Not just the rings, though.
Tanaka sat forward. The data images shifted, bringing the ring station at the center of the space into clearer focus. It was glowing with a sudden, violent brightness just like the rings. The visual telescopy shifted closer, diving in toward the surface of the station. There was a flaw there. A dark spot like dust on the lens. Or no, not that. Something on the surface of the station itself. The weird patterning of the structure made it hard to make sense of until the virtual intelligence stripped out the background.
It was a small, dark oval. An overlay gave a sense of scale. Not large at all. Smaller than her quarters on Gewitter. The adrenaline hit her system even before the comparison image came up. The egg-shaped ships from the grotto on Laconia. And the match certainty: 98.7 percent.
“You son of a bitch,” she whispered. “There you are.”
Chapter Thirty-Two: Kit
Many, many things were known, but some were bright and immediate. Fortuna Sittard was both capital city and company town. The hexagon/pentagon tessellation of the Nieuwestad logo really was inspired by the surface of a football. The city was less than ten years old, but already half a million people lived there at the edge of a massive tectonic escarpment where the highland rivers were cutting valleys as they flowed down toward the southern sea. The morning sun would come through the windows and spill across the ceiling over the bed, every imperfection in the surface throwing a tiny shadow in the rose-colored light.
There were other things, less bright but just as much known. A coffeehouse in Toronto where a man and woman had said goodbye for the last time, and the way the scent of baked apple would still make her cry sometimes. A recurring pain in a chest that the doctors called idiopathic angina but that carried all the fear and threat of heart attacks. The pattern of an old melody on piano keys adapted because the left hand was missing a pinkie. The spilling grammars of Italian and Czech. A great wash of memory and significance and knowledge, there but grayer somehow. Lapping like the little waves at the edge of a lake.
Eyes opened and saw where the shadows would be. Legs shifted out from under a blanket, but they weren’t anyone’s legs. They just were. A woman muttered in her sleep, dreaming that she was in a dance recital and had forgotten all the moves. The toilet was a few steps away, and for a moment there were other toilets to reach from other rooms. Some on the left, some on the right, some down the hallway or the stairs. More than a few built into the wall of the ship’s cabin, complete with vacuum flow for when the drive was off and everything was on the float.
Nearby, a finger touched the light switch, and a glow filled the air. A hand fumbled with a warm, soft penis, and urine spilled down to the white ceramic bowl. There was relief, and then soap and warm water and the light put out.

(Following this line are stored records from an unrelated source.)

PR #4058, opened 2017-05-20
Create electronic repair shop preset

JamesKingdom:


bhousel:
It looks like you didn't check in the `craft/electronics_repair.json` file.  Can you do that, and then squash all the commits down to a single commit to get rid of the accidental change to the development server port?

PR #4084, opened 2017-06-04
update Taiwan's imagery sources

happyman:
1. update NLSC's tms url 
2. add Taiwan historical map with gpx traces.


bhousel:
Hi, @happyman  thanks for the report. iD's background imagery sources come from the [editor-layer-index](https://github.com/osmlab/editor-layer-index) project - can you make the pull request over in that project, and it will get accepted into iD automatically when we release a new version?  Thanks!

happyman:
@bhousel thank you!

PR #4109, opened 2017-06-17
Adding pavement term to sidewalk

JamesKingdom:
A sidewalk is commonly referred to as a "pavement" here in the UK.

### DIFF
--- a/data/presets.yaml
+++ b/data/presets.yaml
@@ -2491,6 +2491,7 @@ en:
       footway/sidewalk:
         # 'highway=footway, footway=sidewalk'
         name: Sidewalk
+        # 'terms: pavement'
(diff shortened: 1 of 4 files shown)


pnorman:
I think this is fairly specific to British English, so we could add it to the en_GB translation instead.

JamesKingdom:
@pnorman That is a very good idea. :+1:

bhousel:
I made the changes on Transifex here:
https://www.transifex.com/openstreetmap/id-editor/translate/#en_GB/presets/18729418
https://www.transifex.com/openstreetmap/id-editor/translate/#en_GB/presets/18729419

@JamesKingdom, you can sign up for Transifex and review or change the `en_GB` translations if needed, to make sure that all the terms we use in iD are easily understood.

PR #4116, opened 2017-06-24
Add terms to power generator

boothym:
Make it easier for people to add wind turbines etc. - maybe better to create a proper preset for it, but getting people to the power generator preset is better than nothing.

### DIFF
--- a/data/presets/presets/power/generator.json
+++ b/data/presets/presets/power/generator.json
@@ -11,6 +11,12 @@
         "vertex",
         "area"
     ],
+    "terms": {
+        "hydro",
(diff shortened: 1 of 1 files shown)


bhousel:
Thanks!  I agree it might be nice to create presets for the more common generator... sources?  methods?  the tagging for these things is a bit wonkish.

boothym:
I think the combination of tags is more useful than presets for sources, methods etc. 
For example you could have power=generator, generator:source=wind, generator:method=wind_turbine and generator:output:electricity=yes appear as the wind turbine preset.

Issue #3761, opened 2017-01-14
View history link


boothym:
When editing a feature there is a link at the bottom to "View on opensteetmap.org" - how about adding a link to the history as well? Would save a click!

bhousel:
Per https://github.com/openstreetmap/iD/issues/2273#issuecomment-233331887 ,  I kind of want to add some information about the history of a way to the "secret" <kbd>⌘I</kbd> object inspector.  If we put a link in here does that work for you?  I don't want it to be a permanent UI feature on the sidebar, but the inspector box is a good place for it.

boothym:
![history](https://cloud.githubusercontent.com/assets/16965772/22039816/b0ac716e-dcf8-11e6-9b07-116c8cb03881.jpg)
I was thinking about something like this. Generally the use case is where you can quickly look at the tags between the last two versions, and maybe go back to when it was first created. Not sure you'd be able to do that in the secret menu.

slhh:
The history view of openstreetmap.org isn't really user friendly.
The history view of JOSM is better, but we can't link JOSM.
Maybe we can link the following OSM history viewer, or even integrate it because it seems to be JavaScript:
https://github.com/PeWu/osm-history
Example: https://pewu.github.io/osm-history/#/way/37519344
This one looks very nice, at least for ways and nodes.
For tag history OSM deep history is very useful too, but it is already linked by above OSM history viewer.
Example: https://osmlab.github.io/osm-deep-history/#/way/48005102

Issue #2492, opened 2014-12-23
Show date of aerial data


hajo4:
When mapping in areas where demolition & construction is taking place,
and the map is different from the image, it would be useful to see
the date of aerial images shown.

cgiovando:
:+1:   Would be nice to be able to pass some imagery metadata automatically, especially when adding custom background imagery (WMS/TMS from HOT-OSM Tasking Manager) and automatically add a source=* and source:date=YYYY-MM-DD to whatever element is created or modified with that specific imagery layer turned on.

jfirebaugh:
Even if the image tile comes with response headers indicating the vintage, we can't make use of them -- there's no way to get response headers for an `<img>` element. The only way to do this is to make a _separate_ request: either an ajax request for the same image (doubling the transfer cost for background imagery) or to another API that provides vintage in another format (hopefully for all tiles in a given area, so that we can make a single request).

pnorman:
Based on experience, the metadata for the middle is sufficient. The per-tile info is not perfectly accurate at imagery boundaries anyways.

We should also make use of editor-imagery-index supplied dates.

aawiseman:
Hi @bhousel I talked with @gmaclennan about this, he has worked on something similar, here's what he had to say: 

> I had some code from a Leaflet Bing Layer plugin that I created for parsing metadata from Bing imagery. That code is here:
> 
> https://github.com/gmaclennan/leaflet-bing-layer/blob/gh-pages/index.js#L160-L246
> 
> I mentioned this because from what somebody said at Sotmus I thought that iD did not currently display imagery date for Bing, but I see that it does actually display some metadata which you can see here: https://github.com/openstreetmap/iD/blob/af776501d3e8445c94d8d5f4198df5a06ccf1ba2/modules/renderer/background_source.js#L89-L133
> 
> It looks like iD is not currently reading metadata specific to the current center point, which my Leaflet plugin does. I'm not sure how this data is different, or whether it is useful - it's a while since I worked on this. The relevant docs from Bing are linked in my code comments.

bhousel:
Nice!  Thanks @aawiseman for pointing me at @gmaclennan's code...  We could definitely perform that jsonp query to fetch the bing metadata.

dalekunce:
👍 for this feature.

bhousel:
Coming soon!
Added the code today to get the vintage from Bing's REST service, and use whatever is in editor-layer-index for all other sources..

[...]

Issue #2273, opened 2014-06-24
Display "last edited by" for objects in iD


Mashin6:
I think it would help to make editing in iD better to have a way how to browse through history of the objects. Now the only way is to follow the link to View on osm.org and then select history, which is not always easy to understand.

I would imagine that upon choosing history for selected object, iD would show list of previous versions in the left panel. Each version item would expand on click to reveal tags from given time in the past.

Maybe too ambitious would be to change the shape of the object in real time to reflect how it looked in given version.

bhousel:
I don't want to add a full history browser, but there are some situations where seeing "last edited by" for a selected feature would be useful.  We can sneak this into the "secret" `Ctrl-I` infobox.

slhh:
@bhousel "Last edited by" seems to be useless information without knowing what has been changed. A deteted or added node? A tag change? It doesn't help to find out if a specific user has changed the object because someone else might have added/deleted a node later. Which usecase do you have?

The original request is useful. The community would benefit from encouraging users to view the history, at least in regions with an active community.

bhousel:
> Which usecase do you have?

If a feature doesn't appear on aerial imagery, and it was "last edited by" bot-mode 4 years ago, it's probably garbage.  If it was "last edited by" some actual user 4 months ago, it's probably a real feature that is just newer than the imagery.  There are a handful of active users around where I live, so if I recognize that it's something added by one of them, I know it's fine.

> The community would benefit from encouraging users to view the history, at least in regions with an active community.

Yes, so we can put a link to the history viewer on openstreetmap.org for people that want to see the full history.

bhousel:
Sneak preview:

![history](https://user-images.githubusercontent.com/38784/27759878-c27b7e1c-5e08-11e7-8510-6623c977d081.gif)

PR #4121, opened 2017-06-29
Info box refactor to panels

bhousel:
I've been working on this for a few days and it's coming along well.  We had the infobox before <kbd>⌘I</kbd>, but this refactor wraps it into a panel and extends it so we can add more of them for other purposes.

The best thing about these panels is that you don't need to see them or know about them.  It's a handy way to add "pro" features to iD without complicating the UI in other ways, and they can end up as plugins eventually.  I'm going to use this tactic to close out a handful of other old issues over the next few days - watch this PR for more.

infobox

- [x] #2183
- [x] #2273
- [x] #2492 
- [x] #2515 
- [x] #3761


bhousel:
This is good enough for now.. merging!  :shipit:

PR #4144, opened 2017-07-11
Service workers are here

kepta:
This adds a simple build step to add service workers using [workbox](https://workboxjs.org).
The workbox's documentation is pretty bad and their rollup example doesn't work.

### Notes
- iD.js is pretty huge.(~4mb). Service workers get scared seeing such huge files. We need fix this sometime. ( Code splitting would help, but `rollup` doesn't [support it yet](https://github.com/rollup/rollup/issues/372) ).
- Some of API's that iD uses can have a [runtime caching]( https://workboxjs.org/reference-docs/latest/module-workbox-runtime-caching.html).
- Need some input on how to make it work with `openstreetmap.org` website.
- Figure out how to tell the user a new version is available. Currently it just does `windows.alert`. 
- Some nice [points](https://developers.google.com/web/fundamentals/instant-and-offline/offline-ux#inform_the_user_when_the_app_is_ready_for_offline_consumption) on offline first.
- Currently to test if service worker is updating assets correctly I have setup an iD instance at https://languid-alley.surge.sh . To update it with some local changes I run `surge -p dist -d languid-alley.surge.sh`. (seems to work fine and also updates the assets properly)

### What could go wrong.
Service worker doesn't actually interfere with the actual code, but it might keep sending the stale data if something goes wrong.
- Need to make sure service worker doesn't eat up children URLs like `openstreetmap.org/iD/xyz` more on this [here](https://github.com/GoogleChrome/sw-precache#navigatefallback-string)

### Bright Side
- Huge improvements in load time for users.
- Offline support.
- We can decide on a better caching strategy for APIs.
- Would make iD more aligned with [PWA](https://developers.google.com/web/progressive-web-apps/)

### DIFF
--- a/build-sw.js
+++ b/build-sw.js
@@ -1,0 +1,15 @@
+const workboxBuild = require('workbox-build');
+
+workboxBuild
+    .generateSW({
+        maximumFileSizeToCacheInBytes: 2097152 * 3,
+        clientsClaim: true,
+        skipWaiting: true,
+        swDest: 'dist/service-worker.js',
+        globDirectory: 'dist',
+        staticFileGlobs: ['**/!(*map*)'],
+        globIgnores: ['**/service-worker.js']
+    })
+    .then(() => {
+        console.log('The production service worker has been generated.');
+    });
--- a/build-sw.js
+++ b/build-sw.js
@@ -7,7 +7,7 @@ workboxBuild
         skipWaiting: true,
         swDest: 'dist/service-worker.js',
         globDirectory: 'dist',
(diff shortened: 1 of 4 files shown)


bhousel:
Hey @kepta just checking in on this.  Do you still think this is worth doing, or better to spend time on other things? 

E.g. if service workers are kind of a non-starter with the code the way it is and rollup we can close, and keep in mind for iD v3.

bhousel:
Closing as stale.. Moving to a more modular iD would make this better.

PR #4148, opened 2017-07-12
Adds mapillary detections

### LINKED ISSUE #3772: Highlight detected objects in Mapillary images
There might be a way to do this automatically in the Mapillary viewer, but the idea is to draw some box around a detected feature.

kepta:
- I couldn't find an example of Point shape, do we need a point shape?
- The code doesn't cache the network requests and makes one whenever the user clicks an Image. I guess that is fine.
(closes #3772)


bhousel:
Screenshot for anyone who is wondering what this PR is - to highlight the detected objects in the images.

screenshot 2017-07-12 17 42 59

bhousel:
I added a few things..
* results from the `/detection` api calls are cached now
* make it so we can show many detections per image
* style the detections for better visibility
* cleanup the names

This is 🔥 now!  Thanks @kepta for getting this started!

detections

Issue #4162, opened 2017-07-19
Custom background imagery info lost


pgiraud:
When iD is launched with information about custom background imagery (for example using the tasking manager), it looks like it's impossible to switch to an other background and then switch back to the custom imagery.

Steps to reproduce:
 - open the following url http://www.openstreetmap.org/edit?editor=id&#map=18/-1.66488101692/29.2366790719&comment=%23foss4ge17%20%23hotosm-project-2608%20%23Goma%20%23DRC%20%23MissingMaps%20%23MapGive%20Source%3DGeoEye-1%2C%20WorldView-02%2C%20DigitalGlobe%2C%20NextView%2C%2022%20February%202017%20%26%2028%20February%202017&gpx=http://tasks.hotosm.org/project/2608/task/834.gpx&background=custom:http%3A%2F%2Fhiu-maps.net%2Fhot%2F1.0.0%2Fgoma-28feb2017-flipped%2F%2F%7Bz%7D%2F%7Bx%7D%2F%7By%7D
 - map should be centered on Goma DRC with custom imagery loaded,
 - switch to any other background imagery,
 - switch back on custom imagery.

Result:
 - on Chrome nothing happens and background is black,
 - on Firefox, the user is asked to provide a URL for custom imagery.

Sorry if it has already been reported.

pgiraud:
This doesn't happen if the url is manually typed in the custom imagery URL input field.

bhousel:
Thanks for the report @pgiraud, I'll try to get this fixed quickly.

bhousel:
closed by #4165

PR #4165, opened 2017-07-20
Remember the chosen custom background when set by url

pgiraud:
Here's a quick workaround for #4162.
@bhousel I'm not sure if it's the best way to fix the issue but it seem to work.

### DIFF
--- a/modules/renderer/background.js
+++ b/modules/renderer/background.js
@@ -248,7 +248,9 @@ export function rendererBackground(context) {
         }
 
         if (chosen && chosen.indexOf('custom:') === 0) {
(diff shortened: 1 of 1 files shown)


bhousel:
Thanks so much @pgiraud - this is pretty good!

Your quick fix worked because it was creating a Custom imagery layer and setting the `localStorage` template - then the _real_ Custom layer would get created later when the Background ui was added and that template would get picked.

I added a commit after to cleanup the ownership of these objects.  Now all the layers, including Custom and None are 'owned' by `rendererBackground()`, and the `uiBackground()` does not create a Custom layer, it just finds the existing one by id.  The new code is a little easier to reason about.

Issue #1141, opened 2013-03-26
WMS support


tmcw:
via http://www.microformats.dk/2013/03/22/se-et-preview-af-det-nye-id-openstreetmap-redigeringsv%C3%A6rkt%C3%B8j/ + http://www.microformats.dk/2013/03/14/sadan-kalder-du-geodatastyrelsens-wms-tjenester-fra-josm/

Question is really whether there will be many WMS providers that support EPSG:900913

bhousel:
Let's support the easy WMSs via [whoots-js](https://github.com/mapbox/whoots-js). 

TODO:
- [ ] add whoots-js library to dependencies
- [ ] edit `update_imagery.js` to 
  - [ ] include WMSs that support EPSG:3857
  - [ ] with a tile url including a replacement token like `bbox={bbox-epsg-3857}` - [like how mapbox-gl-js does it](https://www.mapbox.com/mapbox-gl-js/example/wms/)
- [ ] add whoots-js call to `tile_source.js` to replace the token
- [ ] make sure these WMS sources that support EPSG:3857 are listed that way in `editor-layer-index`.  There is a [property for available projections](https://github.com/osmlab/editor-layer-index/blob/gh-pages/schema.json#L122), but most WMS sources don't have it filled in.

simonpoole:
@bhousel I suspect you are opening a can of worms. While I have now and then seen WMS servers supporting EPSG:3857, it is in my experience, the absolute exception (hey for once I agree with @tmcw). Which implies that you are not going to get around at least EPSG:4326 support.

pnorman:
> TODO:

You might need to handle deduplication for sources which have both TMS and WMS

> While I have now and then seen WMS servers supporting EPSG:3857, it is in my experience, the absolute exception

There's about 15 or so in editor-layer-index which have 3857 or 900913 listed. The JOSM list has more, with about 20 900913 and 30 3857 (and duplication between them I'm sure).

As a ballpark guess I'd estimate 20 new sources, since some of those will have TMS equivalents.

geowOSM:
> Which implies that you are not going to get around at least EPSG:4326 support (the request that kicked off reopening this issue, is BTW, exactly such a case).

Exactly, would be nice if ID will support EPSG:4326 in the short to medium term and best flag Bavaria DOP80.

bhousel:
> Exactly, would be nice if ID will support EPSG:4326 in the short to medium term and best flag Bavaria DOP80.

[...]

PR #4166, opened 2017-07-20
Imagery Offset Database

### LINKED ISSUE #1124: Use the upcoming imagery offset database
Manually adjusting every layer is hard, non-obvoius and usually unneeded task which duplicates the efforts of previous mappers in an area. In a week or two I'm announcing the imagery offset server which allows users to determine an offset for each area once, and then just use the shared value.

See [the description](http://wiki.openstreetmap.org/wiki/Imagery_Offset_Database) and [API documentation](http://wiki.openstreetmap.org/wiki/Imagery_Offset_Database/API). There is also [a map](http://offsets.textual.ru/map) and [a list](http://offsets.textual.ru/all) (refreshes every hour).

Also I'd like you to check [the alpha-version of a JOSM plugin](https://www.dropbox.com/s/abqlwa57pkrck81/imagery_offset_db.jar) (it should be put into `~/.josm/plugins`). It shows that the user interface mostly consists of informational messages and a dialog for choosing an offset. The latter is the most important part: its design should give users enough information to correctly choose an offset and rid them of doing the same work twice.

I plan to release beta on Monday or Tuesday, and before that I'm open to any suggestions, even those which could reqiuire structural changes to the database and the plugin.

kepta:
@bhousel would need help in figuring out certain things.

- What do we keep the padding of imagery points ?
- Where should we invoke the check for imagery offset ? Should it happen automatically or be shown in the imagery adjustment UI, like click to apply saved imagery offset.

(closes #1124 )

### DIFF
--- a/modules/services/imagery_offset.js
+++ b/modules/services/imagery_offset.js
@@ -23,18 +23,6 @@ export default {
     offsetCache = rbush();
   },
 
-  countryCode: function(location, callback) {
-    this.reverse(location, function(err, result) {
-      if (err) {
-        return callback(err);
-      } else if (result.address) {
-        return callback(null, result.address.country_code);
-      } else {
-        return callback("Unable to geocode", null);
-      }
-    });
-  },
-
   search: function(location, callback) {
     var paddedLocation = geoExtent(location).padByMeters(500);
     var cached = offsetCache.search({
--- a/modules/services/imagery_offset.js
+++ b/modules/services/imagery_offset.js
@@ -22,8 +22,95 @@ export default {
         inflight = {};
         offsetCache = rbush();
     },
+    getImageryID: function(url, imageryType) {
+        if (url == null) return;
+        console.log('url=', url)
+        debugger;
+        url = url.toLowerCase();
+        if (imageryType === 'bing' || url.indexOf('tiles.virtualearth.net') > -1)
+            return 'bing';
+        // if (url.indexOf("scanex_irs") > )
+        if (
+            imageryType === 'TMS' &&
+            url.match(/.+tiles\.mapbox\.com\/v[3-9]\/openstreetmap\.map.*/)
+        )
+            return 'mapbox';
 
-    search: function(location, callback) {
+        // does iD support WMS? if yes, how to detect
+        var isWMS = false;
+
+        // Remove protocol
+        var i = url.indexOf('://');
+        url = url.substring(i + 3);
+
+        var query = '';
+        // Split URL into address and query string
+        var questionMarkIndex = url.indexOf('?');
+        if (questionMarkIndex > 0) {
+            query = url.slice(questionMarkIndex);
+            url = url.slice(0, questionMarkIndex);
+        }
+
+        var removeWMSParams = [
+            'srs',
+            'width',
+            'height',
+            'bbox',
+            'service',
+            'request',
+            'version',
+            'format',
+            'styles',
+            'transparent'
+        ];
+
+        var qparams = {};
+        var qparamsStr = query.length > 1 ? query.slice(1).split('&') : '';
+
+        qparamsStr.forEach(function(param) {
+            var kv = param.split('=');
+            console.log(kv);
+            kv[0] = kv[0].toLowerCase();
+            // WMS: if this is WMS, remove all parameters except map and layers
+            if (isWMS && removeWMSParams.indexOf(kv[0]) > -1) {
+                return;
+            }
+            // TMS: skip parameters with variable values and Mapbox's access token
+            if (
+                (kv.length > 1 &&
+                    kv[1].indexOf('{') >= 0 &&
+                    kv[1].indexOf('}') > 0) ||
+                kv[0] === 'access_token'
+            ) {
+                return;
+            }
+            console.log('here')
+            qparams[kv[0].toLowerCase()] = kv.length > 1 ? kv[1] : null;
+        });
+
+        var sb = '';
+        Object.keys(qparams).forEach(function(qk) {
+            if (sb.length > 0) sb += '&';
+            else if (query.length > 0) sb += '?';
+            sb += qk + '=' + qparams[qk];
+        });
+
+        // TMS: remove /{zoom} and /{y}.png parts
+        url = url.replace(/\/\{[^}]+\}(?:\.\w+)?/g, '');
+
+        // TMS: remove variable parts
+        url = url.replace(/\{[^}]+\}/g, '');
+
+        while (url.indexOf('..') > -1) {
+            url = url.replace('..', '.');
+        }
+
+        if (url.startsWith('.')) url = url.substring(1);
+
+        return url + query;
+    },
+    search: function(location, url, callback) {
+        console.log(this.getImageryID(url))
         var cached = offsetCache.search({
             minX: location[0],
             minY: location[1],
--- a/modules/services/imagery_offset.js
+++ b/modules/services/imagery_offset.js
@@ -1,71 +1,78 @@
-import * as d3 from "d3";
-import _ from "lodash";
-import rbush from "rbush";
-import { geoExtent } from "../geo/index";
-import { utilQsString } from "../util/index";
+import * as d3 from 'd3';
+import _ from 'lodash';
+import rbush from 'rbush';
+import { geoExtent } from '../geo/index';
+import { utilQsString } from '../util/index';
 
-var apibase = "http://offsets.textual.ru/get?",
-  inflight = {},
-  offsetCache;
+var apibase = 'http://offsets.textual.ru/get?',
+    inflight = {},
+    offsetCache;
 
 export default {
-  init: function() {
-    inflight = {};
-    offsetCache = rbush();
-    window.offsetCache = offsetCache;
-  },
+    init: function() {
+        inflight = {};
+        offsetCache = rbush();
+        window.offsetCache = offsetCache;
+    },
 
-  reset: function() {
-    _.forEach(inflight, function(req) {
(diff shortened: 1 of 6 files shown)


bhousel:
This is a great start - just a reminder to use [4 space indent](https://github.com/openstreetmap/iD/blob/master/CONTRIBUTING.md#javascript), like we do everywhere else in iD.  (we should probably have an [`.editorconfig`](http://editorconfig.org/) file in our project root that enforces this.)

> What do we keep the padding of imagery points ?

Ideally we don't want to pad the lookup and store in a location cache - it would be better to cache the results of each tile url that we lookup.  I'm not sure whether the service could handle the load of all iD users asking for offset for every tile.  What do you think @Zverik ?

> Where should we invoke the check for imagery offset ? Should it happen automatically or be shown in the imagery adjustment UI, like click to apply saved imagery offset.

Ideally automatically.  We store the [user supplied offset here](https://github.com/openstreetmap/iD/blob/master/modules/renderer/background_source.js#L29) in `background_source`.  We could add a bool variable there to say whether the offset is automatically fetched, and we could add a corresponding checkbox on the Background ui screen.

bhousel:
@kepta As a next step, can you add a test here:  https://github.com/openstreetmap/iD/tree/master/test/spec/services

Zverik:
Thanks for the pull request. Automatically checking the offset for every tile is an overkill and will quickly put the server offline. I suggest doing that when opening the editor, and after that when a user scrolls the map more than a kilometer (at least 500 m) off the last offset checking point.

kepta:
I have added some simple tests.
Next actions would be, to change the way search works. Currently the backend gives the whole list of imagery's without the provided radius. We would like to cache all of it but return back only the imagery offset matching with the active imagery. 
The backend gives the data_url of the imagery, I guess that can be used to map the active imagery to the one in the cache?.

bhousel:
> My bad forgot to check the indentation, I have fixed it in the latest commit. @bhousel should I rebase and squash the commits, to make it look better?

No problem.  I don't care much about how the commit history looks.

> I have added some simple tests and also added a padding of 1km to each imagery pos as per @Zverik 's recommendation. I am still not sure about the radius to search in.

You could probably use a large radius, since we're caching the results  (so that would mean fewer calls) - and the results packets are small, and there probably aren't too many.

I guess try it with a few different search radii and see?

kepta:
> I guess try it with a few different search radii and see?
That makes sense, I will go for an increased radius. Any thoughts on how to match the active imagery with the one in cache?

bhousel:
> That makes sense, I will go for an increased radius. @bhousel Any thoughts on how to match the active imagery with the one in cache?

Yes, I think we can do this similarly to how I sample [imagery vintage in the Background panel](https://github.com/openstreetmap/iD/blob/master/modules/ui/panels/background.js#L65-L81).

The background layer is a bunch of `` elements, and one of them which is closest to the center of the screen will be classed with `.tile-center`.

Here is some code that you can stuff into [the background panel](https://github.com/openstreetmap/iD/blob/master/modules/ui/panels/background.js).  There is already a `getVintage` function, so this would be how you might write a `getOffset` function.

```js
var tile = d3.select('.layer-background img.tile-center');   // tile near viewport center
if (tile.empty()) return;

var d = tile.datum();   // the data for that tile
if (!d || d.length < 4) return;

var zoom = d[2];
var url = d[3];
var center = context.map().center();

// service.getOffset will work somewhat like our nominatim service reverse():
// 1. use magic to turn the url, center, and zoom level into an identifier, per
//     https://wiki.openstreetmap.org/wiki/Imagery_Offset_Database/API#TMS
// 2. query the offset database with those parameters (or return cached result)
// 3. cache result and call the callback
service.getOffset(url, center, zoom, function(err, result) {
   // console.log something?
   // or update a div someplace with the numbers
});
```

modules/services/imagery_offset.js
```diff
@@ -0,0 +1,165 @@
...
+    },
+
+    reset: function() {
+        _.forEach(inflight, function(req) {
+            req.abort();
+        });
+        inflight = {};
+        offsetCache = rbush();
+    },
+    getImageryID: function(url, imageryType) {
```
kepta: @Zverik could I get your review for this piece of code, I tried to convert the Java [code](https://trac.openstreetmap.org/browser/subversion/applications/editors/josm/plugins/imagery_offset_db/src/iodb/ImageryIdGenerator.java) you wrote in Javascript.

If you could also point me to some unit test cases for this function in your code base ..

kepta:
@bhousel do we support `WMS` type of imageries in iD, since I couldn't find one in `imagery.json`?

bhousel:
> do we support WMS type of imageries in iD, since I couldn't find one in imagery.json?

Not yet.. that's #1141

modules/services/imagery_offset.js
```diff
@@ -22,8 +22,95 @@ export default {
...
+        if (url == null) return;
+        console.log('url=', url)
+        debugger;
+        url = url.toLowerCase();
+        if (imageryType === 'bing' || url.indexOf('tiles.virtualearth.net') > -1)
+            return 'bing';
+        // if (url.indexOf("scanex_irs") > )
+        if (
+            imageryType === 'TMS' &&
+            url.match(/.+tiles\.mapbox\.com\/v[3-9]\/openstreetmap\.map.*/)
```
pnorman: A sed pattern (`s/foo/bar/`) can use any character to delimit, and it's normal to use something other than `/` when dealing with URLs, e.g. `s@foo@bar@`. This avoids excessive escaping. Is this possible with Javascript's regex implementation?

modules/ui/background.js
```diff
@@ -185,7 +185,7 @@ export function uiBackground(context) {
         function update() {
             backgroundList.call(drawList, 'radio', clickSetSource, function(d) { return !d.overlay; });
             overlayList.call(drawList, 'checkbox', clickSetOverlay, function(d) { return d.overlay; });
-
+
```
pnorman: Stray whitespace

modules/ui/panels/background.js
```diff
@@ -81,6 +86,35 @@ export function uiPanelBackground(context) {
...
+        var tile = d3.select('.layer-background img.tile-center'); // tile near viewport center
+        if (tile.empty()) return;
+
+        var d = tile.datum();
+        var zoom = d[2];
+        var url = d[3];
+        var center = context.map().center();
+        console.log(d);
+        searchOffset.search(center,url, console.log);
+        //     zoom = (d && d.length >= 3 && d[2]) || Math.floor(context
```
pnorman: Should this commented code be removed?

modules/ui/panels/background.js
```diff
@@ -1,14 +1,17 @@
...
+var searchOffset = services.imageryOffset;
+searchOffset.init();
 
 export function uiPanelBackground(context) {
     var background = context.background();
     var currSource = null;
     var currZoom = '';
     var currVintage = '';
-
+    debugger;
```
pnorman: This seems out of place

modules/services/imagery_offset.js
```diff
@@ -22,8 +22,95 @@ export default {
...
+            // TMS: skip parameters with variable values and Mapbox's access token
+            if (
+                (kv.length > 1 &&
+                    kv[1].indexOf('{') >= 0 &&
+                    kv[1].indexOf('}') > 0) ||
+                kv[0] === 'access_token'
+            ) {
+                return;
+            }
+            console.log('here')
```
pnorman: Left over debugging statement?

modules/services/imagery_offset.js
```diff
@@ -22,8 +22,95 @@ export default {
...
+        ];
+
+        var qparams = {};
+        var qparamsStr = query.length > 1 ? query.slice(1).split('&') : '';
+
+        qparamsStr.forEach(function(param) {
+            var kv = param.split('=');
+            console.log(kv);
+            kv[0] = kv[0].toLowerCase();
+            // WMS: if this is WMS, remove all parameters except map and layers
```
pnorman: Not needed for iD

modules/services/imagery_offset.js
```diff
@@ -22,8 +22,95 @@ export default {
...
+
+        var query = '';
+        // Split URL into address and query string
+        var questionMarkIndex = url.indexOf('?');
+        if (questionMarkIndex > 0) {
+            query = url.slice(questionMarkIndex);
+            url = url.slice(0, questionMarkIndex);
+        }
+
+        var removeWMSParams = [
```
pnorman: Not needed for iD

modules/services/imagery_offset.js
pnorman: JavaScript probably contains more (or better) files for handling URLs. I'm wondering if it makes sense to write this differently, particularly when parsing the parameters part of the URL

pnorman:
> > do we support WMS type of imageries in iD, since I couldn't find one in imagery.json?
> Not yet.. that's #1141

I wouldn't worry about adding any WMS code here. #1141 is probably a long way off, and there's no way to currently test any WMS code you write.

bhousel:
> I wouldn't worry about adding any WMS code here. #1141 is probably a long way off, and there's no way to currently test any WMS code you write.

I'd prefer to leave it in actually.  This isn't WMS code, but rather code for generating an identifier to query the the Offset Database.

kepta:
Hey @Zverik , do you have test cases for this [code](https://trac.openstreetmap.org/browser/subversion/applications/editors/josm/plugins/imagery_offset_db/src/iodb/ImageryIdGenerator.java)

bhousel:
stale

A child slept in the nursery. He was already large for his crib. That was a known thing. And farther, but not too far, there was a daughter already getting up for work, her attempts to be quiet more alerting than outright noise would be. And there was no one in the house but silence and the thumb-sized grubs they call “cricket slugs” on Pathé. And ships’ drives hummed and thrummed—all the ships’ drives in chorus like cicadas.
The hand that had touched the light switch pulled aside the curtains. The window had spots on it where old raindrops dried, and beyond that, the stars. A woman’s voice said Kit? and more eyes opened. A naked man stood at the window, looking out at the night, but something was very wrong with him—right, but not right. Familiar, but unfamiliar. Reversed, because he wasn’t in the mirror and then he wasn’t the person who saw himself in the mirror and then he was.
“Kit?” Rohi said again, and Kit fell back into himself like he’d jumped off a building. His head spun as he staggered to the toilet, dropped to his knees, and vomited into the bowl. When he was empty, he retched for a while, each spasm more painful than the one before, but slowly gaining more time between them. Bakari was crying and Rohi was singing to their boy, soothing him, cooing to him that everything was all right.
Eventually the vertigo passed, and Kit was himself again. In the planetary gravity of Nieuwestad his body felt heavy in a way that somehow felt different than acceleration on a ship, even though Einstein had proven it wasn’t. He washed out his mouth at the little metal sink and walked back to the bedroom. Rohi was curled on the pillows, Bakari asleep in the crook of her arm with his closed eyes shifting in a dream. Kit’s skin stippled itself with gooseflesh from the cold, and he pulled on a set of thermal underwear. He didn’t have pajamas.